As a renowned symphonic composer and director, he
has become increasingly sought-after. These events
include New Music Festival in Winnipeg, Canada
2006, where he won the Audience Award; the InterAmerican Meeting organized by the University of
Indiana, which was invited to the highest category
given by the event; Sonidos de las Americas Festival
organized by the American Composer Orchestra; as
well as Carnegie Hall, the Juliard School, and other
important institutions.
He has been elected a founding member of the
Association of American Composers of Art Music.
The Caribbean Composers Forum has sponsored,
through competition, recording a CD devoted
entirely to his music on the double album, Cuba and
Puerto Rico, Two Composers: Guido López-Gavilán
and Carlos Vázquez.
Ignacio “Nachito” Herrera
piano
Widely recognized as a young
genius, Ignacio “Nachito”
Herrera stunned Cuban
audiences at the age of 12,
performing Rachmaninoff’s
Concerto No. 2 with the Havana
Symphony Orchestra.
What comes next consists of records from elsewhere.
PR #2122, opened 2021-12-08
Fix release workflow to pass the python version and docker build targets

adchia:
The new pip-tools way of building feast requires a python version to be passed as an argument to the makefile rule. In the release, we were not doing this.

Also the make-build-X-docker image rule had a typo that didn't include the -docker suffix.

Fixes #

```release-note
NONE
```


achals (approved):
/lgtm

PR #2126, opened 2021-12-09
<do not merge yet> Update type_map.py to have right BQ to Feast type mapping for float

mavysavydav:
```release-note
Update type_map.py to have right BQ to Feast type mapping for float.
```

### DIFF
--- a/sdk/python/feast/type_map.py
+++ b/sdk/python/feast/type_map.py
@@ -404,7 +404,7 @@ def bq_to_feast_value_type(bq_type_as_str: str) -> ValueType:
         "INTEGER": ValueType.INT64,
         "INT64": ValueType.INT64,
         "STRING": ValueType.STRING,
-        "FLOAT": ValueType.DOUBLE,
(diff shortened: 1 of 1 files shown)


judahrand:
Is this correct? Is BigQuery `FLOAT` a valid type? I don't see it documented either as a type or an alias in the docs: https://cloud.google.com/bigquery/docs/reference/standard-sql/data-types#floating_point_types

Feast's `FLOAT` type mostly maps to `float32` and `DOUBLE` maps to `float64`. Given that I can't see anything in the docs which suggests that BigQuery supports single precision floating point numbers (`float32`) it seems like this mapping isn't correct?

felixwang9817:
cc @judahrand I found some documentation [here](https://cloud.google.com/bigquery/data-types) referring to legacy SQL data types; the docs indicate that `FLOAT` is in fact double-precision, so it seems like the current mapping is correct

given this, I'm going to close this PR @mavysavydav, feel free to re-open if it's still relevant!

PR #2132, opened 2021-12-10
Fix release workflow to use the new GCP action

adchia:
There's an outdated action that fails on running the publish helm charts. Switching the release workflow to be consistent with our other workflows, which uses the new action.

Fixes #

```release-note
NONE
```


felixwang9817 (approved):
/lgtm

PR #2138, opened 2021-12-13
Cache dynamodb client and resource in DynamoDB online store implement…

felixwang9817:
…ation

**What this PR does / why we need it**: This PR caches the DynamoDB client and resource in the current online store implementation. Previously, the client and resource were reconstructed on each call to the online store, which cost ~80ms.

Fixes #

```release-note
NONE
```


achals (approved):
/lgtm

PR #2139, opened 2021-12-14
Remove underscores from ECR docker versions

### LINKED ISSUE #2136: Release workflow does not work
## Expected Behavior 
When pushing a new release, the release.yml workflow should succeed

## Current Behavior

1. The build docker images don't succeed because the aws lambda feature server docker image is labeled as e.g. 0_16_1 (unlike others which are 0.16.1) and that fails. See https://github.com/feast-dev/feast/runs/4493547092?check_suite_focus=true for example:

`Error response from daemon: No such image: feastdev/feature-server-python-aws:0.16.1`

This comes specifically from the section that does "Only push to latest tag if tag is the highest semver version "

2. Since the first step fails, it also cancels the other builds since it's all part of the same matrix so those images don't get pushed. Right now, I updated the latest docker images manually with the makefile commands 

3. I'm also pretty sure the publish-helm-charts script doesn't work since it seems to create infinitely recursive directories when i run it locally.

achals:

The initial assumption about ECR not supporting periods isn't true, so we should be able simplify some of the release logic. Also, the README was updated without updating the template, which this PR fixes.

Fixes #2136 

```release-note
none
```

### DIFF
--- a/Makefile
+++ b/Makefile
@@ -146,16 +146,12 @@ push-ci-docker:
 build-ci-docker:
 	docker build -t $(REGISTRY)/feast-ci:$(VERSION) -f infra/docker/ci/Dockerfile .
 
-# Note, we use underscores instead of periods in the version name since ECR doesn't support periods. We automatically
-# pull from Docker Hub and push to ECR.
 push-feature-server-python-aws-docker:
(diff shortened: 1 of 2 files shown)


felixwang9817 (approved):
/lgtm

PR #2140, opened 2021-12-14
Add DatastoreTable infra object

felixwang9817:

**What this PR does / why we need it**: This PR adds an `InfraObject` for Datastore tables, as part of the `feast plan` implementation.

Fixes #

```release-note
NONE
```

### DIFF
--- a/protos/feast/core/DatastoreTable.proto
+++ b/protos/feast/core/DatastoreTable.proto
@@ -18,32 +18,26 @@ syntax = "proto3";
 
 package feast.core;
 option java_package = "feast.proto.core";
-option java_outer_classname = "InfraObjectProto";
+option java_outer_classname = "DatastoreTableProto";
 option go_package = "github.com/feast-dev/feast/sdk/go/protos/feast/core";
 
-import "feast/core/DynamoDBTable.proto";
-import "feast/core/DatastoreTable.proto";
+// Represents a Datastore table
+message DatastoreTable {
+    // Feast project of the table
+    string project = 1;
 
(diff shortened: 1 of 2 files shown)


protos/feast/core/DatastoreTable.proto
```diff
@@ -0,0 +1,43 @@
...
+    oneof project_id {
+        bool project_id_null = 3;
+        string project_id_value = 4;
+    }
+
+    // Datastore namespace, which can be null
+    oneof namespace {
+        bool namespace_null = 5;
+        string namespace_value = 6;
+    }
```
achals, line 42: These should probably be `google.protobuf.StringValue`. That's a struct type, that can be null - so you don't have to implement the same wrapper here and can reuse `StringValue` instead.

sdk/python/feast/infra/online_stores/datastore.py
```diff
@@ -279,3 +271,101 @@ def _delete_all_values(client, key) -> None:
...
+
+        return DatastoreTable(
+            project=infra_object_proto.datastore_table.project,
+            name=infra_object_proto.datastore_table.name,
+            project_id=project_id_value,
+            namespace=namespace_value,
+        )
+
+    def update(self):
+        client = _initialize_client(self.project_id, self.namespace)
```
achals, line 357: any reason this can't be initialized in `__init__`?

achals (changes requested):

achals (approved):
/lgtm

PR #2142, opened 2021-12-14
Refactor tag methods to infer created, deleted, and kept repo objects 

achals:

This is a first PR to support the `feast plan` command, as it applies to FCOs. It also adds a `diff_betewen` method for Registry objects, which is not complete in its implementation at this point.

Fixes #

```release-note
none
```

### DIFF
--- a/sdk/python/feast/diff/FcoDiff.py
+++ b/sdk/python/feast/diff/FcoDiff.py
@@ -1,0 +1,165 @@
+from dataclasses import dataclass
+from enum import Enum
+from typing import Any, List, Set, Tuple, Union
+
+from feast.entity import Entity
+from feast.feature_service import FeatureService
+from feast.feature_table import FeatureTable
+from feast.feature_view import FeatureView
+from feast.on_demand_feature_view import OnDemandFeatureView
+from feast.request_feature_view import RequestFeatureView
+
+
+@dataclass
+class PropertyDiff:
+    property_name: str
+    val_existing: str
+    val_declared: str
+
+
+class TransitionType(Enum):
+    UNKNOWN = 0
+    CREATE = 1
+    DELETE = 2
+    UPDATE = 3
+    UNCHANGED = 4
+
+
+@dataclass
+class FcoDiff:
+    current_fco: Any
+    new_fco: Any
+    fco_property_diffs: List[PropertyDiff]
+    transition_type: TransitionType
+
+
+class RegistryDiff:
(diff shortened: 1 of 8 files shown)


sdk/python/feast/diff/FcoDiff.py
```diff
@@ -0,0 +1,109 @@
...
+    def __init__(self):
+        self.fco_diffs = []
+
+    def add_fco_diff(self, fco_diff: FcoDiff):
+        self.fco_diffs.append(fco_diff)
+
+
+def _tag_registry_entities_for_keep_delete(
+    existing_entities: Set[Entity], desired_entities: Set[Entity]
+) -> Tuple[Set[Entity], Set[Entity], Set[Entity]]:
```
felixwang9817, line 48: in fact, can all of these methods be combined into one? e.g. `_tag_registry_objects_for_keep_delete`? seems like the internal logic is the exact same

sdk/python/feast/registry.py
```diff
@@ -104,20 +114,60 @@ def __init__(self, registry_config: RegistryConfig, repo_path: Path):
...
+
+            self._registry_store = cls(registry_config, repo_path)
+            self.cached_registry_proto_ttl = timedelta(
+                seconds=registry_config.cache_ttl_seconds
+                if registry_config.cache_ttl_seconds is not None
+                else 0
+            )
+
+    @classmethod
+    def from_proto(cls, regsitry_proto: RegistryProto):
```
felixwang9817, line 134: nit: `regsitry` is mispelled

felixwang9817: q: why do we need a `from_proto` for the registry? I thought the registry contents would always be persisted by the registry store

to clarify, even when we want to compare two registries, we will be comparing protos; I don't think we'll need to reconstruct a registry from a proto?

felixwang9817 (changes requested):

sdk/python/feast/diff/FcoDiff.py
achals: Yeah it's the same. I tried to do it but it made pypy very unhappy, but I can clean it up a bit and rename.

sdk/python/feast/registry.py
achals: yeah fair, I can change this to operate on the protos themselves. I think I misunderstood earlier

felixwang9817 (approved):
/lgtm

PR #2456, opened 2022-03-25
fix: Add inlined data sources to the top level registry

### LINKED ISSUE #2453: Inline data sources not added to the registry fields
## Expected Behavior 
If I create a feature view with an inline data source, it should be added to the registry and discoverable via `feature_store.get_data_source`.

## Current Behavior
Only data sources defined as top level objects of the feature repo are stored and discoverable in the registry.

## Possible Solution
In registry.py, introspect all feature views and collect them to be added to the registry.

achals:

Fixes #2453


felixwang9817 (approved):
/lgtm

PR #2457, opened 2022-03-26
fix: Preserve ordering of features in _get_column_names

mavysavydav:
We need _get_column_names in provider.py to retain the order of feature list since our in-house code uses that method and relies on consistent ordering. In a recent commit, _get_column_names was modified and the order was no longer preserved. 

Fixes #


achals:
@mavysavydav can you update the pr description with why this change is needed?

mavysavydav:
@achals srry I should have made it clearer that this PR was in draft mode. Added the description and going to take it out of draft mode now. Ready for review

achals (approved):
/lgtm

PR #2459, opened 2022-03-26
chore: Build platform specific python package

pyalex:

Since we packaging python SDK with binary part (Go emebedded library) we need to publish package for each supported platform.

Fixes #

### DIFF
--- a/.github/workflows/publish.yml
+++ b/.github/workflows/publish.yml
@@ -130,11 +130,17 @@ jobs:
     strategy:
       fail-fast: false
       matrix:
-        python-version: [ 3.7, 3.8, 3.9 ]
+        python-version: [ 3.7, 3.8, 3.9, 3.10 ]
         os: [ ubuntu-latest, macOS-latest ]
+        compile-go: [ True ]
+        include:
+          - python-version: 3.7
+            os: ubuntu-latest
+            compile-go: False
     env:
       TWINE_USERNAME: __token__
       TWINE_PASSWORD: ${{ secrets.PYPI_PASSWORD }}
+      COMPILE_GO: ${{ matrix.compile-go }}
     steps:
       - uses: actions/checkout@v2
       - name: Setup Python
@@ -167,12 +173,18 @@ jobs:
     strategy:
       fail-fast: false
       matrix:
-        python-version: [ 3.7, 3.8, 3.9 ]
+        python-version: [ 3.7, 3.8, 3.9, 3.10 ]
         os: [ ubuntu-latest, macOS-latest ]
+        compile-go: [ True ]
+        include:
+          - python-version: 3.7
+            os: ubuntu-latest
+            compile-go: False
     needs: get-version
     env:
       TWINE_USERNAME: __token__
       TWINE_PASSWORD: ${{ secrets.PYPI_PASSWORD }}
+      COMPILE_GO: ${{ matrix.compile-go }}
     steps:
       - uses: actions/checkout@v2
       - name: Setup Python
--- a/.github/workflows/publish.yml
+++ b/.github/workflows/publish.yml
@@ -131,7 +131,7 @@ jobs:
       fail-fast: false
       matrix:
         python-version: [ 3.7, 3.8, 3.9 ]
-        os: [ ubuntu-latest, macOS-latest, windows-latest ]
+        os: [ ubuntu-latest, macOS-latest ]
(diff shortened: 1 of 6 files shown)


go.sum
```diff
@@ -295,8 +295,8 @@ github.com/prometheus/procfs v0.0.0-20181005140218-185b4288413d/go.mod h1:c3At6R
 github.com/prometheus/procfs v0.0.0-20190117184657-bf6a532e95b1/go.mod h1:c3At6R/oaqEKCNdg8wHV1ftS6bRYblBhIjjI8uT2IGk=
 github.com/prometheus/procfs v0.0.2/go.mod h1:TjEm7ze935MbeOT/UhFTIMYKhuLP4wbCsTZCD3I8kEA=
 github.com/prometheus/procfs v0.0.8/go.mod h1:7Qr8sr6344vo1JqZ6HhLceV9o3AJ1Ff+GxbHq6oeK9A=
-github.com/pyalex/gopy v0.4.1-0.20220315220227-146bcd99e9f5 h1:+N63y8ub8/tUt4Z+U0WkoLpqX08biafsKfr1ZVe3Uus=
-github.com/pyalex/gopy v0.4.1-0.20220315220227-146bcd99e9f5/go.mod h1:ZO6vpitQ61NVoQP/2yOubPS6ET5pP3CAWCiMYn5eqCc=
+github.com/pyalex/gopy v0.4.1-0.20220328211859-c42fbc0e8c26 h1:HGVPQbIy3+ccH3rqX1K0ZE9mqDBubggTf2ZYaXTOaYE=
+github.com/pyalex/gopy v0.4.1-0.20220328211859-c42fbc0e8c26/go.mod h1:ZO6vpitQ61NVoQP/2yOubPS6ET5pP3CAWCiMYn5eqCc=
```
achals, line 299: Should we aim to get your changes upstreamed here? Or fork this repo into the feast-dev org?

pyalex: https://github.com/pyalex/gopy/commit/d705e6cd1d9bc95b5452fc60342315b40dd2c89b
This is the diff from gopy. Basically it uses not correct LD flags - same flags as used during building Python extension. Previously gopy used LD flags for compiling Python itself.

I'm happy to fork gopy in feast-dev for better visibility. @woop @adchia wdyt?

achals: If they flags were incorrect, would upstream the change, and eventually move to the main repo? And we fork into feast-dev to be unblocked?

pyalex: Will move gopy to feast-dev for now. Will prepare PRs to upstream a little later.

.github/workflows/publish.yml
```diff
@@ -126,37 +126,73 @@ jobs:
         run: ./infra/scripts/helm/push-helm-charts.sh $VERSION_WITHOUT_PREFIX
 
   publish-python-sdk:
-    runs-on: ubuntu-latest
+    runs-on: ${{ matrix.os }}
+    strategy:
+      fail-fast: false
+      matrix:
+        python-version: [ 3.7, 3.8, 3.9 ]
```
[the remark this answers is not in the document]
pyalex: Correct. I can add 3.10 here but it means that we should also run integration tests on this version.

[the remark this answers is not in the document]
achals: Okay.. and is it possible for us to publish a catch-all version that disables the go feature server?

.github/workflows/publish.yml
```diff
@@ -126,37 +126,85 @@ jobs:
...
 
   publish-python-sdk:
-    runs-on: ubuntu-latest
+    runs-on: ${{ matrix.os }}
+    strategy:
+      fail-fast: false
+      matrix:
+        python-version: [ 3.7, 3.8, 3.9, 3.10 ]
+        os: [ ubuntu-latest, macOS-latest ]
+        compile-go: [ True ]
```
achals, line 135: The alpha flag will still need to be enabled to use the go component, right?

pyalex: from what I see in the code - there's separate flag `go_feature_server` on the root level of `feature_store.yaml`. It doesn't require alpha flag to be set, though

.github/workflows/publish.yml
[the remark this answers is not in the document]
pyalex: Added no platform version

achals (approved):
/lgtm

PR #2467, opened 2022-03-30
fix: Make name a keyword arg for the Entity class

achals:

This change is backwards compatible, but produces a deprecation warning if the name is specified as a positional arg to the `__init__` method.

Fixes #

### DIFF
--- a/go/internal/feast/ondemandfeatureview.go
+++ b/go/internal/feast/ondemandfeatureview.go
@@ -6,7 +6,7 @@ import (
 )
 
 type OnDemandFeatureView struct {
-	base                        *BaseFeatureView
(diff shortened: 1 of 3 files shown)


kevjumba:
Resstarted the java tests

kevjumba:
@achals There seems to be a build issue with the java integration tests.

achals:
> @achals There seems to be a build issue with the java integration tests.

Ugh yeah. Same failure in https://github.com/feast-dev/feast/runs/5759198528?check_suite_focus=true.

achals:
> @achals There seems to be a build issue with the java integration tests.

Fixed by #2469

PR #2470, opened 2022-03-30
fix: Update file api

kevjumba:
Change file options param file_url to uri. Deprecates file_url immediately because file_url is not user facing and is only used in FileSource.
DOES NOT update the API for java(i.e java still uses fileurl).

Fixes #

### DIFF
--- a/protos/feast/core/DataSource.proto
+++ b/protos/feast/core/DataSource.proto
@@ -89,10 +89,18 @@ message DataSource {
     // s3://path/to/file for AWS S3 storage
     // gs://path/to/file for GCP GCS storage
     // file:///path/to/file for local storage
+    // Deprecated in Feast 0.23.0
     string file_url  = 2;
 
     // override AWS S3 storage endpoint with custom S3 endpoint
     string s3_endpoint_override  = 3;
+
+    // Target URL of file to retrieve and source features from.
+    // s3://path/to/file for AWS S3 storage
+    // gs://path/to/file for GCP GCS storage
+    // file:///path/to/file for local storage
+    // Deprecated in Feast 0.23.0
+    string uri = 4;
   }
 
   // Defines options for DataSource that sources features from a BigQuery Query
--- a/protos/feast/core/DataSource.proto
+++ b/protos/feast/core/DataSource.proto
@@ -89,18 +89,10 @@ message DataSource {
     // s3://path/to/file for AWS S3 storage
     // gs://path/to/file for GCP GCS storage
     // file:///path/to/file for local storage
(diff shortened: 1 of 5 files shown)


protos/feast/core/DataSource.proto
```diff
@@ -89,10 +89,18 @@ message DataSource {
     // s3://path/to/file for AWS S3 storage
     // gs://path/to/file for GCP GCS storage
     // file:///path/to/file for local storage
+    // Deprecated in Feast 0.23.0
     string file_url  = 2;
```
achals, line 92: You should change this in place; serialized protobufs only use the index number not the field name.

achals (changes requested):

protos/feast/core/DataSource.proto
kevjumba: Ah I didn't know that but that makes a lot of sense! Thanks for the suggestion that makes the update so much easier.

sdk/python/feast/infra/offline_stores/file_source.py
```diff
@@ -180,19 +179,20 @@ class FileOptions:
     def __init__(
         self,
         file_format: Optional[FileFormat],
-        file_url: Optional[str],
         s3_endpoint_override: Optional[str],
+        uri: Optional[str],
```
achals, line 183: Wanted to confirm that this is not user facing?

achals (commented):
just a question, but looks good otherwise.

sdk/python/feast/infra/offline_stores/file_source.py
kevjumba: Yup isn't called anymore but maybe @adchia can also confirm?

sdk/python/feast/infra/offline_stores/file_source.py
```diff
@@ -182,17 +183,31 @@ def __init__(
...
+                (
+                    "The option to pass a file_url parameter to FileOptions is being deprecated. "
+                    "Please pass the file url to the uri parameter instead. The parameter will be deprecated in Feast 0.23"
+                ),
+                DeprecationWarning,
+            )
         self._file_url = file_url
+        self._uri = uri
+        if not self._uri:
+            self._uri = self._file_url
```
achals, line 210: you can do `self._uri = uri or file_url` and probably not store `self._file_url` at all

kevjumba: Great catch! thanks!

achals (approved):
/lgtm

PR #2472, opened 2022-03-31
fix: Update feature view APIs to prefer keyword args

achals:

Kwargs are the preferred way to structure APIs for forwards/backwards compatibility reasons.

Fixes #

### DIFF
--- a/sdk/python/feast/feature_view.py
+++ b/sdk/python/feast/feature_view.py
@@ -87,9 +87,10 @@ class FeatureView(BaseFeatureView):
     @log_exceptions
     def __init__(
         self,
-        name: str,
-        entities: List[str],
-        ttl: Union[Duration, timedelta],
+        *args,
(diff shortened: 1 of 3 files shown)


sdk/python/feast/feature_view.py
```diff
@@ -121,6 +122,56 @@ def __init__(
...
+            warnings.warn(
+                (
+                    "feature view parameters should be specified as a keyword argument instead of a positional arg."
+                    "Feast 0.23+ will not support positional arguments to construct feature views"
+                ),
+                DeprecationWarning,
+            )
+            if len(args) > len(positional_attributes):
+                raise ValueError(
+                    f"Only {', '.join(positional_attributes)} are allowed positional args when defining "
```
kevjumba, line 142: nit: allowed as positional args

kevjumba (approved):

PR #2475, opened 2022-04-01
feat: Add Feast types in preparation for changing type system

felixwang9817:
**What this PR does / why we need it**: This PR adds the `FeastType` ABC, along with associated types, in preparation for changing the Feast type system. Specifically, this PR prepares for introducing a `Field` class which will replace the existing `Feature` class; the new `Field` class will allow user to specify types through `FeastType`s, instead of through the existing `ValueType` enum. Note that the user interface for specifying types will change, but the underlying proto representation will remain the same.

Fixes #

### DIFF
--- a/sdk/python/feast/types.py
+++ b/sdk/python/feast/types.py
@@ -1,0 +1,154 @@
+# Copyright 2022 The Feast Authors
+#
+# Licensed under the Apache License, Version 2.0 (the "License");
+# you may not use this file except in compliance with the License.
+# You may obtain a copy of the License at
+#
+#     https://www.apache.org/licenses/LICENSE-2.0
+#
+# Unless required by applicable law or agreed to in writing, software
+# distributed under the License is distributed on an "AS IS" BASIS,
+# WITHOUT WARRANTIES OR CONDITIONS OF ANY KIND, either express or implied.
+# See the License for the specific language governing permissions and
+# limitations under the License.
+from abc import ABC, abstractmethod
+
+from feast.protos.feast.types.Value_pb2 import ValueType as ValueTypeProto
+
+PRIMITIVE_FEAST_TYPES_TO_VALUE_TYPES = {
+    "Invalid": "INVALID",
+    "String": "STRING",
+    "Bytes": "BYTES",
+    "Bool": "BOOL",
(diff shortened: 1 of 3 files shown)


sdk/python/feast/types.py
```diff
@@ -0,0 +1,117 @@
...
+
+    INVALID = 0
+    BYTES = 1
+    STRING = 2
+    BOOL = 3
+    INT32 = 4
+    INT64 = 5
+    FLOAT32 = 6
+    FLOAT64 = 7
+    UNIX_TIMESTAMP = 8
```
achals, line 64: Does this numbering match the proto equivalents?

sdk/python/feast/types.py
```diff
@@ -0,0 +1,117 @@
...
+    "BOOL": "BOOL",
+    "INT32": "INT32",
+    "INT64": "INT64",
+    "FLOAT32": "FLOAT",
+    "FLOAT64": "DOUBLE",
+    "UNIX_TIMESTAMP": "UNIX_TIMESTAMP",
+}
+
+
+class FeastType(ABC):
```
achals, line 33: Should this be FeastComplexType or something

sdk/python/feast/types.py
```diff
@@ -0,0 +1,117 @@
...
+
+class Array(FeastType):
+    """
+    An Array represents a list of types.
+
+    Attributes:
+        base_type: The base type of the array.
+    """
+
+    base_type: Union[PrimitiveFeastType, FeastType]
```
achals, line 103: Does this mean we'd support Nested Arrays, for example?

sdk/python/feast/types.py
felixwang9817: switched to match

sdk/python/feast/types.py
felixwang9817: changed

sdk/python/feast/types.py
felixwang9817: eventually, yes - the user interface should be extensible enough to support nested types, but right now we only support the existing types (so no nested types)

achals (approved):
/lgtm

PR #2480, opened 2022-04-02
fix: Add spark to lambda dockerfile

achals:

There were two issues with the AWS Lambda feature server tests:
- The image would fail to start because of missing pyspark dependencies:
```
[ERROR] Runtime.ImportModuleError: Unable to import module 'app': No module named 'pyspark' Traceback (most recent call last):
```

This was temporarily fixed by adding pyspark to the image used for Lambda. Note that this should be removed as soon as possible since the image size doubled as a result of adding this dependency.

- After fixing the previous issue, we'd see this kind of error:
```
Exception: Failed to get online features from remote feature server ***'detail': 'Failed to parse entities field: from_json_object() takes 3 positional arguments but 4 were given.'
```
This was traced to an unpinned version of protobuf - `3.20.0` changed the API in the proto_json module, which we were patching in the feature server. We've temporarily constrained the upper bound of protobuf used but should follow up with an upgrade to the version of protobuf along with a fix to the patched version.

Fixes #

### DIFF
--- a/sdk/python/feast/proto_json.py
+++ b/sdk/python/feast/proto_json.py
@@ -15,6 +15,8 @@ ProtoMessage = Any
 JsonObject = Any
 
 
+# TODO: These methods need to be updated when bumping the version of protobuf.
+# https://github.com/feast-dev/feast/issues/2484
 def _patch_proto_json_encoding(
     proto_type: Type[ProtoMessage],
     to_json_object: Callable[[_Printer, ProtoMessage], JsonObject],
--- a/sdk/python/feast/proto_json.py
+++ b/sdk/python/feast/proto_json.py
@@ -140,7 +140,7 @@ def _patch_feast_repeated_value_json_encoding():
         return [printer._MessageToJsonObject(item) for item in message.val]
 
     def from_json_object(
-        parser: _Parser, value: JsonObject, message: ProtoMessage
+        parser: _Parser, value: JsonObject, message: ProtoMessage, *args
     ) -> None:
         array = value if isinstance(value, list) else value["val"]
         for item in array:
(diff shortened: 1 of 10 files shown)


sdk/python/feast/proto_json.py
```diff
@@ -140,10 +140,12 @@ def to_json_object(printer: _Printer, message: ProtoMessage) -> JsonObject:
         return [printer._MessageToJsonObject(item) for item in message.val]
 
     def from_json_object(
-        parser: _Parser, value: JsonObject, message: ProtoMessage
+        parser: _Parser, value: JsonObject, message: ProtoMessage,
     ) -> None:
+        print("going to convert message")
```
felixwang9817, line 145: nit: remove `print`

sdk/python/setup.py
```diff
@@ -52,7 +52,7 @@
     "mmh3",
     "pandas>=1.0.0",
     "pandavro==1.5.*",
-    "protobuf>=3.10",
+    "protobuf>=3.10,<3.20",
```
felixwang9817, line 55: nit: do we want to also update `py3.7-requirements.txt` and other files?

felixwang9817 (changes requested):

sdk/python/feast/proto_json.py
achals: good catch

sdk/python/setup.py
achals: oh yeah good point

achals: just read through what the `make lock-python-*dependencies` command does and existing requirements file - I don't think any changes are needed here.

felixwang9817 (approved):
/lgtm

PR #2486, opened 2022-04-04
fix: Timestamp update

kevjumba:
Updates data source api by replacing `event_timestamp_column` with `timestamp_field` param.

Fixes #


kevjumba:
I just want to run integration tests to find any major bugs that need to be fixed.

achals:
You may need to change https://github.com/feast-dev/feast/blob/master/java/serving/src/test/resources/docker-compose/feast10/definitions.py as well.

kevjumba:
> https://github.com/feast-dev/feast/blob/master/java/serving/src/test/resources/docker-compose/feast10/definitions.py

Hm I believe my pr does update the param.

sdk/python/feast/data_source.py
```diff
@@ -384,14 +396,15 @@ def __eq__(self, other):
...
+            event_timestamp_column=data_source.timestamp_field,
             field_mapping=dict(data_source.field_mapping),
             bootstrap_servers=data_source.kafka_options.bootstrap_servers,
             message_format=StreamFormat.from_proto(
                 data_source.kafka_options.message_format
             ),
             topic=data_source.kafka_options.topic,
-            event_timestamp_column=data_source.event_timestamp_column,
-            created_timestamp_column=data_source.created_timestamp_column,
+            created_timestamp_column=data_source.timestamp_field,
```
achals, line 406: is this right? Shouldn't this be `data_source.created_timestamp_column`?

kevjumba: Ah good catch, fixed.

kevjumba:
@achals Could you stamp this?

PR #2487, opened 2022-04-04
fix: Snowflake api update

kevjumba:
Updates snowflake source api to take `warehouse` parameter specified instead of needing to take it through `feature_store.yaml`

Fixes #


achals (approved):
/lgtm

His love
of classical music quickly combined with traditional
Cuban rhythms under the instruction of the Cuban
masters Rubén González, Jorge Gomez Labraña,
and Frank Fernández. In his 20s, Nachito became
the musical director at the famous Tropicana in Cuba
where he continued to deepen his repertoire. In the
late 1990s, Nachito joined the famed Cubanismo as
its lead pianist, arranger, and musical director while
cultivating a passion, talent, and reputation in Latin
Jazz, a striking influence in his music today.